### Try it
Would you print the entire listing exactly, leaving nothing out?

### Exercise materials
PR #151, opened 2021-06-22
Color picker

HaleyWardo:
**Changes**
- Added color picker
 
https://user-images.githubusercontent.com/32574227/122842556-a007ec80-d2cb-11eb-8b85-441765839f12.mov

### DIFF
--- a/src/components/ColorPicker/ColorPicker.tsx
+++ b/src/components/ColorPicker/ColorPicker.tsx
@@ -1,0 +1,461 @@
+import clsx from 'clsx';
+import * as React from 'react';
+import { makeStyles, useTheme } from '../../styles';
+import { GetClasses } from '../../typeUtils';
+import {
+  BaseFormElement,
+  buildDescribedBy,
+  errorFor,
+  FormErrorMessage,
+  FormHelpMessage,
+  helpFor,
+} from '../_private/forms';
+import { generateUniqueId } from '../_private/UniqueId';
+import { Tooltip } from '../Tooltip';
+import { Popover, PopoverItem, PopoverList } from '../Popover';
+import { ButtonUnstyled } from '../ButtonUnstyled';
+
+export const ColorPickerStylesKey = 'ChromaColorPicker';
+
+export const useStyles = makeStyles(
+  (theme) => ({
+    root: {},
+    label: {
+      alignItems: 'center',
+      color: theme.palette.black[800],
+      display: 'flex',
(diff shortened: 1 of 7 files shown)


HaleyWardo:
I paused on adding this because I was running into some performance issues. Instead, I decided to put this component into PHC. After adding it in this morning, @ynotdraw pointed out that maybe the performance issue was caused because the story was rendering a lot of `ColorPicker`s... which was the case. 🤦‍♀️  Once this is approved I will update this [PR](https://github.com/lifeomic/phc-ui/pull/1229) to just use this component.

benkraus (approved):

src/components/ColorPicker/ColorPicker.tsx
```diff
@@ -0,0 +1,470 @@
...
+              <ButtonUnstyled
+                aria-label="Pick color"
+                disabled={disabled || readOnly}
+              >
+                <Color className={classes.colorPosition} color={colorValue} />
+              </ButtonUnstyled>
+            }
+            aria-label="Color Picker"
+          >
+            {({ popover }: { popover: any }) => (
```
ynotdraw, line 406: I could be wrong, but I think we export a type for the render props here:

```suggestion
            {({ popover }: PopoverRenderProps) => (
```

src/components/ColorPicker/ColorPicker.tsx
```diff
@@ -0,0 +1,470 @@
...
+  errorFor,
+  FormErrorMessage,
+  FormHelpMessage,
+  helpFor,
+} from '../_private/forms';
+import { ButtonUnstyled } from '../ButtonUnstyled';
+import { generateUniqueId } from '../_private/UniqueId';
+import { GetClasses } from '../../typeUtils';
+import { makeStyles, useTheme } from '../../styles';
+import { Popover, PopoverItem, PopoverList } from '../Popover';
```
ynotdraw, line 15: In combination with below:

```suggestion
import { Popover, PopoverItem, PopoverList, PopoverRenderProps } from '../Popover';
```

src/components/ColorPicker/ColorPicker.tsx
HaleyWardo: Ooo for some reason I only tried `PopoverReturnProps`. Thank you! 🙏

xdumaine (approved):

ynotdraw (approved):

### Worked solution
PR #151, opened 2021-06-22
Color picker

HaleyWardo:
**Changes**
- Added color picker
 
https://user-images.githubusercontent.com/32574227/122842556-a007ec80-d2cb-11eb-8b85-441765839f12.mov

### DIFF
--- a/src/components/ColorPicker/ColorPicker.tsx
+++ b/src/components/ColorPicker/ColorPicker.tsx
@@ -1,0 +1,461 @@
+import clsx from 'clsx';
+import * as React from 'react';
+import { makeStyles, useTheme } from '../../styles';
+import { GetClasses } from '../../typeUtils';
+import {
+  BaseFormElement,
+  buildDescribedBy,
+  errorFor,
+  FormErrorMessage,
+  FormHelpMessage,
+  helpFor,
+} from '../_private/forms';
+import { generateUniqueId } from '../_private/UniqueId';
+import { Tooltip } from '../Tooltip';
+import { Popover, PopoverItem, PopoverList } from '../Popover';
+import { ButtonUnstyled } from '../ButtonUnstyled';
+
+export const ColorPickerStylesKey = 'ChromaColorPicker';
+
+export const useStyles = makeStyles(
+  (theme) => ({
+    root: {},
+    label: {
+      alignItems: 'center',
+      color: theme.palette.black[800],
+      display: 'flex',
(diff shortened: 1 of 7 files shown)


HaleyWardo:
I paused on adding this because I was running into some performance issues. Instead, I decided to put this component into PHC. After adding it in this morning, @ynotdraw pointed out that maybe the performance issue was caused because the story was rendering a lot of `ColorPicker`s... which was the case. 🤦‍♀️  Once this is approved I will update this [PR](https://github.com/lifeomic/phc-ui/pull/1229) to just use this component.

benkraus (approved):

src/components/ColorPicker/ColorPicker.tsx
```diff
@@ -0,0 +1,470 @@
...
+              <ButtonUnstyled
+                aria-label="Pick color"
+                disabled={disabled || readOnly}
+              >
+                <Color className={classes.colorPosition} color={colorValue} />
+              </ButtonUnstyled>
+            }
+            aria-label="Color Picker"
+          >
+            {({ popover }: { popover: any }) => (
```
ynotdraw, line 406: I could be wrong, but I think we export a type for the render props here:

```suggestion
            {({ popover }: PopoverRenderProps) => (
```

src/components/ColorPicker/ColorPicker.tsx
```diff
@@ -0,0 +1,470 @@
...
+  errorFor,
+  FormErrorMessage,
+  FormHelpMessage,
+  helpFor,
+} from '../_private/forms';
+import { ButtonUnstyled } from '../ButtonUnstyled';
+import { generateUniqueId } from '../_private/UniqueId';
+import { GetClasses } from '../../typeUtils';
+import { makeStyles, useTheme } from '../../styles';
+import { Popover, PopoverItem, PopoverList } from '../Popover';
```
ynotdraw, line 15: In combination with below:

```suggestion
import { Popover, PopoverItem, PopoverList, PopoverRenderProps } from '../Popover';
```

src/components/ColorPicker/ColorPicker.tsx
HaleyWardo: Ooo for some reason I only tried `PopoverReturnProps`. Thank you! 🙏

xdumaine (approved):

ynotdraw (approved):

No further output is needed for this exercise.